### [To do]
The answer must be every line of the records below that contains the word "related".

### [Records for the task]
PR #63, opened 2020-12-02
Add appropriate memory barriers for disable_irq/enable_irq

brian-brt:
I noticed these were wrong while investigating
candle-usb/candleLight_fw#58. I don't think any of these changes have
any effect right now though, due to the current compiler version and
settings.

### DIFF
--- a/src/util.c
+++ b/src/util.c
@@ -33,7 +33,7 @@ THE SOFTWARE.
 // delay in the effect of enabling and disabling interrupts.
 // That probably doesn't matter here, but it's hard to say what the compiler
 // will put in those 2 instructions so it's safer to leave it. The DSB isn't
-// necessary on Cortex-M0, but it's architecturally required so we'l
+// necessary on Cortex-M0, but it's architecturally required so we'll
 // include it to be safe.
 //
 // The "memory" and "cc" clobbers tell GCC to avoid moving memory loads or
--- a/src/util.c
+++ b/src/util.c
@@ -26,16 +26,34 @@ THE SOFTWARE.
 
 #include <util.h>
 
-inline int disable_irq(void) {
+// ARM's
+// "Application Note 321 ARM Cortex-M Programming Guide to Memory Barrier Instructions"
+// (from https://developer.arm.com/documentation/dai0321/latest) says that
+// the ISBs are actually necessary on Cortex-M0 to avoid a 2-instruction
+// delay in the effect of enabling and disabling interrupts.
+// That probably doesn't matter here, but it's hard to say what the compiler
+// will put in those 2 instructions so it's safer to leave it. The DSB isn't
+// necessary on Cortex-M0, but it's architecturally required so we'l
+// include it to be safe.
+//
+// The "memory" and "cc" clobbers tell GCC to avoid moving memory loads or
+// stores across the instructions. This is important when an interrupt and the
+// code calling disable_irq/enable_irq share memory. The fact that these are
+// non-inlined functions probably forces GCC to flush everything to memory
+// anyways, but trying to outsmart the compiler is a bad strategy (you never
+// know when somebody will turn on LTO or something).
+
+int disable_irq(void) {
 	int primask;
-	asm volatile("mrs %0, PRIMASK\n"
-				"cpsid i\n" : "=r"(primask));
+	asm volatile("dsb sy\nisb sy\nmrs %0, PRIMASK\n"
+				"cpsid i\ndsb sy\nisb sy\n" : "=r"(primask) :: "memory", "cc");
 	return primask & 1;
 }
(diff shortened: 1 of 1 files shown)


fenugrec:
+1 for the explanatory comment in the code.

Any reason not to use the __DSB , __ISB etc primitives from STM32_HAL/include/cmsis/core_gcc.h (includable via core_cmFunc.h) ? interestingly ARM don't seem to ever specify the CC clobber - probably not an issue with their pipeline design ?

fenugrec:
"cc" probably does no harm, but it's probably overkill.
Just a quick look at freeRTOS, for their [CriticalSection](https://github.com/FreeRTOS/FreeRTOS-Kernel/blob/master/portable/GCC/ARM_CM0/port.c#L266) they just do
```

 #define portDISABLE_INTERRUPTS()                  __asm volatile ( " cpsid i " ::: "memory" )
 #define portENABLE_INTERRUPTS()                   __asm volatile ( " cpsie i " ::: "memory" )

void vPortEnterCritical( void )
{
    portDISABLE_INTERRUPTS();
    uxCriticalNesting++;
    __asm volatile ( "dsb" ::: "memory" );
    __asm volatile ( "isb" );
}
/*-----------------------------------------------------------*/

void vPortExitCritical( void )
{
    configASSERT( uxCriticalNesting );
    uxCriticalNesting--;

    if( uxCriticalNesting == 0 )
    {
        portENABLE_INTERRUPTS();
    }
}
```
Of course we need to MRS + MSR as well.

brian-brt:
> Any reason not to use the __DSB , __ISB etc primitives from STM32_HAL/include/cmsis/core_gcc.h (includable via core_cmFunc.h) 

None in particular. It was just easier to write it in the inline assembly than figure out how to include that file.

> interestingly ARM don't seem to ever specify the CC clobber - probably not an issue with their pipeline design ?

No, GCC is the only thing that sees the clobbers. It can generate broken assembly code independent of the processor's implementation.

Also, freeRTOS isn't necessarily correct. It tends to have a lot of external functions (like `vPortEnterCritical` and `vPortExitCritical`), which the compiler can't optimize across anyways. Of course, these functions are also external functions, so that applies here too.

I did once get GCC to break code by not including the `"cc"`. However, I don't remember what version it was, and I can't make it happen again. It's possible that was considered a compiler bug and got fixed.

fenugrec:
> No, GCC is the only thing that sees the clobbers. It can generate broken assembly code independent of the processor's implementation.

What I meant is - how can condition codes be affected by an interrupt-related race condition, if their state is atomic within the cpu core ? But,

> I did once get GCC to break code by not including the `"cc"`.

That's interesting, and not too surprising although I don't understand how it could be.

Reminds me of a arm-gcc issue I reported in 2015, still present : C11-style atomics are completely (and silently) broken on M0 (   https://bugs.launchpad.net/gcc-arm-embedded/+bug/1764595 ). So I'm inclined not to trust gcc too much !

brian-brt:
> > No, GCC is the only thing that sees the clobbers. It can generate broken assembly code independent of the processor's implementation.
> 
> What I meant is - how can condition codes be affected by an interrupt-related race condition, if their state is atomic within the cpu core ? But,

GCC took code like this:
```c
asm volatile("cpsid i":::"memory");
if (some_global > 0) {
  other_global = 5;
}
asm volatile("cpsie i":::"memory");
// other stuff, what this is to trigger the bug is the part I forget...
asm volatile("cpsid i":::"memory");
if (some_global > 0) {
  other_global = 3;
}
asm volatile("cpsie i":::"memory");
```

and turned it into something like:
```
cpsid i
ldr r0, [some_global]
cmp r0, #0
ldr r1, =#5
it gt
strgt r1, [other_gloal]
cpsie i
; other stuff
cpsid i
ldr r1, =#3
it gt
strgt r1, [other_global]
cpsie i
```

It's not holding information from memory *in a register* across the inline assembly, it's in the condition code instead.

fenugrec:
Crap, I accidentally pushed master before I was done testing. It was a merge of #27  that also included a different fix for this (see b5cc61b33). That merge had to go in eventually but I'm regretting it now because throughput has decreased and I can't explain why.

brian-brt:
That version using the intrinsics from the CMSIS header looks reasonable to me. If you're good with keeping it, I'd be happy to close this PR.

fenugrec:
I think it looks ok too, albeit less "belt-and-suspenders"... I'll just copy over the comment from this PR , I think it has valuable info re clobbers and ISB  in case we need to look at this again.

fenugrec:
Comment (and an __ISB for good measure) added in 3d52db0a979d2be2da3673792f79e07156ef85a4 . thanks !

### [Exercise output]
What I meant is - how can condition codes be affected by an interrupt-related race condition, if their state is atomic within the cpu core ? But,
> What I meant is - how can condition codes be affected by an interrupt-related race condition, if their state is atomic within the cpu core ? But,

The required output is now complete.